WHAT YOU WILL DO:
Identify all lines in the data containing the string "objects". Copy them out.
Segment Start: DATA TO PROCESS
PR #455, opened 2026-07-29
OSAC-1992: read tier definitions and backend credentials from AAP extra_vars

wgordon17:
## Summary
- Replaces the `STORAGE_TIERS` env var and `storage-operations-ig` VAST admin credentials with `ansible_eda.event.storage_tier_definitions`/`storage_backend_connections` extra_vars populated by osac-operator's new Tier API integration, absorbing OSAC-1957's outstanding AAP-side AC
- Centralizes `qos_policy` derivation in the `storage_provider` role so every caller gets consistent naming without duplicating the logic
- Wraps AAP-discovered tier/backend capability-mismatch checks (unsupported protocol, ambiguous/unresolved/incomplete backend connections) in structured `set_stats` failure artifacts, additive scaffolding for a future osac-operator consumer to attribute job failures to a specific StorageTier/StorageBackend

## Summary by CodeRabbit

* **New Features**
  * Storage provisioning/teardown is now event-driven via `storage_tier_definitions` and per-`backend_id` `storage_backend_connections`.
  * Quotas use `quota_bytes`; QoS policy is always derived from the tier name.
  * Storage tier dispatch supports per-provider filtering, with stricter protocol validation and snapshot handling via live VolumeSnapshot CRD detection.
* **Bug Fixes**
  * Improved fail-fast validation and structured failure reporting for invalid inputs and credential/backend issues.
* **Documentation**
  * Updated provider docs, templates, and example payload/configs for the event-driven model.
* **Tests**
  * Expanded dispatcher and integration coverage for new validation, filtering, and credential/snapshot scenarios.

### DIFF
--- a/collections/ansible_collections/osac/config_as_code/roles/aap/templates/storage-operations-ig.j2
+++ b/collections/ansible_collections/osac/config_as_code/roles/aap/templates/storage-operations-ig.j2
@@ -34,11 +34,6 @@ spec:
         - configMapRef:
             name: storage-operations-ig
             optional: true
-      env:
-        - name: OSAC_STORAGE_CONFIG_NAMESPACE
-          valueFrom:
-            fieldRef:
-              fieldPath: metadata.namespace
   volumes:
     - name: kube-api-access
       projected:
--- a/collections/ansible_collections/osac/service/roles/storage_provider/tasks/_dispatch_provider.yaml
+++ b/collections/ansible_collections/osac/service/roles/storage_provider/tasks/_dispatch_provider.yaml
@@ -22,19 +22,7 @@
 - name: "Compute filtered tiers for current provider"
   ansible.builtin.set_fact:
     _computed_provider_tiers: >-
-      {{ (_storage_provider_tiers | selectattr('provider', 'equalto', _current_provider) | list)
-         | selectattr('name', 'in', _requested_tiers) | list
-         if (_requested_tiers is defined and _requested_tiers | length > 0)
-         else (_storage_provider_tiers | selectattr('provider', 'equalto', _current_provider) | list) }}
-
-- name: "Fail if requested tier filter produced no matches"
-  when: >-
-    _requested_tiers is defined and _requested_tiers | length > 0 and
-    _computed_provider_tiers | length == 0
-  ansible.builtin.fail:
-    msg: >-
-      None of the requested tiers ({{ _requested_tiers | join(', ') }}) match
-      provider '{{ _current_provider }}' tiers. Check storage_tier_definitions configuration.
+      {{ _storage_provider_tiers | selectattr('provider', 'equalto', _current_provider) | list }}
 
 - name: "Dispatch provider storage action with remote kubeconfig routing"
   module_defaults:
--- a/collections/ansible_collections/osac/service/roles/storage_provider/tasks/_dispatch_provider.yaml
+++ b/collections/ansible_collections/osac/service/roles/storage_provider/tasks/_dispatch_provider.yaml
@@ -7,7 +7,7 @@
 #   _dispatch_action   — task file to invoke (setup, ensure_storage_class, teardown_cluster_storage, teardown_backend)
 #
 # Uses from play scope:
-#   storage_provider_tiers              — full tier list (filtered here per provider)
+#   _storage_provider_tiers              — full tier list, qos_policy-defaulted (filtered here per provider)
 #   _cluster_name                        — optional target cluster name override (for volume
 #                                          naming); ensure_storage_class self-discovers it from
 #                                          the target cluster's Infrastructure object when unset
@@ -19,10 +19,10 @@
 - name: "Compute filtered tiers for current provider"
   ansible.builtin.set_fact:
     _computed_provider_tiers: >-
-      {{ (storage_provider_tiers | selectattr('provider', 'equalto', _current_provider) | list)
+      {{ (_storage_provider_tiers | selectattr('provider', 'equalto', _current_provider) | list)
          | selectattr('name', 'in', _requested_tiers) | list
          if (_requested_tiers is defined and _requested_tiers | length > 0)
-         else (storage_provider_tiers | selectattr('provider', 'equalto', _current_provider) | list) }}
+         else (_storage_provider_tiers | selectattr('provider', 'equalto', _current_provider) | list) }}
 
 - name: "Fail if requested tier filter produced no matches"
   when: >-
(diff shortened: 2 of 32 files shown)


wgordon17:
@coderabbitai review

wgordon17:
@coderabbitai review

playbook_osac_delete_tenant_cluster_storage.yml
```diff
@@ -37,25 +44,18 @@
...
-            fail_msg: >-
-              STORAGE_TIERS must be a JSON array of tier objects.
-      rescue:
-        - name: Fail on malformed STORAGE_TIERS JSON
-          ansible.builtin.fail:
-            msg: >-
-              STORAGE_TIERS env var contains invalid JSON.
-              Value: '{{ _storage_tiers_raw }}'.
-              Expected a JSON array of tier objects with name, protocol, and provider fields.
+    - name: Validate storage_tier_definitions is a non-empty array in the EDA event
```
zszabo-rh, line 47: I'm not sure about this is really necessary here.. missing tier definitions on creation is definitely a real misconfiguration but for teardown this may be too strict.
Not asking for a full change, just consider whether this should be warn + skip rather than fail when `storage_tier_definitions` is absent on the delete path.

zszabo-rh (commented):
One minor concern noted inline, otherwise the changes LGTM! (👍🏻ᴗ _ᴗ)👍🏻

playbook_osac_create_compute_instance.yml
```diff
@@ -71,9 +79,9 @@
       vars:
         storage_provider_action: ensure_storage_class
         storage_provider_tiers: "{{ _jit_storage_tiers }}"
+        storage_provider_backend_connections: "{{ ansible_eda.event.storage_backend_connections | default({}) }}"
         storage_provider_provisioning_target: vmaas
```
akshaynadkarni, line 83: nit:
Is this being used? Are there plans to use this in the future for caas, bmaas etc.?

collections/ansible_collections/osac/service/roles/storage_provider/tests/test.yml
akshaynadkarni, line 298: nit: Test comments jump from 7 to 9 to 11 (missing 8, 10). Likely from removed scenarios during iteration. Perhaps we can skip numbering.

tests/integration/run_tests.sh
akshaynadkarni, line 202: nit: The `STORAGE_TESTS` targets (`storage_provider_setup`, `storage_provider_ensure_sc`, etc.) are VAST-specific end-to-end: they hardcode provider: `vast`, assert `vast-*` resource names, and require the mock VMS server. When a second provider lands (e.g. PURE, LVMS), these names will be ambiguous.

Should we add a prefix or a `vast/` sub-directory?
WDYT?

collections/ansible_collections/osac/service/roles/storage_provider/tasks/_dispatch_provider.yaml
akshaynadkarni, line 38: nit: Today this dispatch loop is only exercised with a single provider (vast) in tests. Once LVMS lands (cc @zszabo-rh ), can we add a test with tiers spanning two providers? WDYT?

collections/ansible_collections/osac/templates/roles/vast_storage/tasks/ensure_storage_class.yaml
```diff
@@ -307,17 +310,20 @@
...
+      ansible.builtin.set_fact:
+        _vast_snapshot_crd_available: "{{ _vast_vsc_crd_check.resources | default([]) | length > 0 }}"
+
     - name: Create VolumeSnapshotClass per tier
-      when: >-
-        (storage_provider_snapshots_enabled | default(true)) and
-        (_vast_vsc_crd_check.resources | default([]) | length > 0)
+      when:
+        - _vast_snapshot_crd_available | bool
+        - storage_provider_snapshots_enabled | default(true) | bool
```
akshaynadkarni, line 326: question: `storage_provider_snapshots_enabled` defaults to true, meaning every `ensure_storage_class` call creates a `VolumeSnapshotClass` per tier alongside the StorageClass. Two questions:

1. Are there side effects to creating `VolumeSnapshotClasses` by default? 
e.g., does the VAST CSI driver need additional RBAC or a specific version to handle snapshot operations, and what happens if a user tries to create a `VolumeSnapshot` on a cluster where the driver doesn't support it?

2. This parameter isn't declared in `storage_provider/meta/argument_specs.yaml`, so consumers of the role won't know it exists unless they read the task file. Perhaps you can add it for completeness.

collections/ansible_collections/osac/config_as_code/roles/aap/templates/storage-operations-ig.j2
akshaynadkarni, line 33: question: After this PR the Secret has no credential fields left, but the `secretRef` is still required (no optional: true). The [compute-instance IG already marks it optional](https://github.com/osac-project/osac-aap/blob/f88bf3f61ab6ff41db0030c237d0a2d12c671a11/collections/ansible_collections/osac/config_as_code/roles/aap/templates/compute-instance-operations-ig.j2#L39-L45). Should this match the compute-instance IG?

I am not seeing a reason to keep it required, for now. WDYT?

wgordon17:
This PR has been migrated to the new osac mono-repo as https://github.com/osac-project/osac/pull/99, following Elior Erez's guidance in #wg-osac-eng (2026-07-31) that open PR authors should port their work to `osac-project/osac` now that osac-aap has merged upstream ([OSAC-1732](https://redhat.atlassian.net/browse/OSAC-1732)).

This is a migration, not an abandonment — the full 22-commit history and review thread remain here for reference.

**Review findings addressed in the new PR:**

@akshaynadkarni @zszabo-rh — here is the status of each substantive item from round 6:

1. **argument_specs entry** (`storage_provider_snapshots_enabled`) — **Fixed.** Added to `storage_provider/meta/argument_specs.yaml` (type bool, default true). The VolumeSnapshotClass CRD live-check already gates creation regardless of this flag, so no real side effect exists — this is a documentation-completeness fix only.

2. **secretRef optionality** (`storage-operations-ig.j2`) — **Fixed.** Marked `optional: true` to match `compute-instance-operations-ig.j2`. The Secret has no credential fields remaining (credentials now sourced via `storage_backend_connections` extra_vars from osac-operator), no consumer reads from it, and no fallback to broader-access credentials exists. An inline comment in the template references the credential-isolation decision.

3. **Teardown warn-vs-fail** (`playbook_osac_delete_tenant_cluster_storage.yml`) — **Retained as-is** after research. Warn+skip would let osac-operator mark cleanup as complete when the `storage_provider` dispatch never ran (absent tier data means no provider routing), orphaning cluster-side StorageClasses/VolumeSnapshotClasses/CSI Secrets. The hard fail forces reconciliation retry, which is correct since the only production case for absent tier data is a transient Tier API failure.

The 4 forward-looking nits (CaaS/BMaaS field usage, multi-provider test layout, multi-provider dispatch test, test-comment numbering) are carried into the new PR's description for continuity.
Segment End: DATA TO PROCESS
PROBLEM SOLUTION:
-              STORAGE_TIERS must be a JSON array of tier objects.
-              Expected a JSON array of tier objects with name, protocol, and provider fields.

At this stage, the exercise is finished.